PR #83, opened 2020-09-21
ocaml library: include labels when converting to json

Calsign:
The implementation of `to_json` for the OCaml library is not including any labels, so it's basically broken. This fix adds the labels before each basic block. It also keeps track of "extra" labels which are not bound to any basic block, which happens when there is a label as the very last instruction.

Not thoroughly tested, but I am using this for my lesson 3 implementation so I thought I would make a PR.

• _Task statement_
Give back the entire listing exactly as it was written.

• _Exercise output_
PR #83, opened 2020-09-21
ocaml library: include labels when converting to json

Calsign:
The implementation of `to_json` for the OCaml library is not including any labels, so it's basically broken. This fix adds the labels before each basic block. It also keeps track of "extra" labels which are not bound to any basic block, which happens when there is a label as the very last instruction.

Not thoroughly tested, but I am using this for my lesson 3 implementation so I thought I would make a PR.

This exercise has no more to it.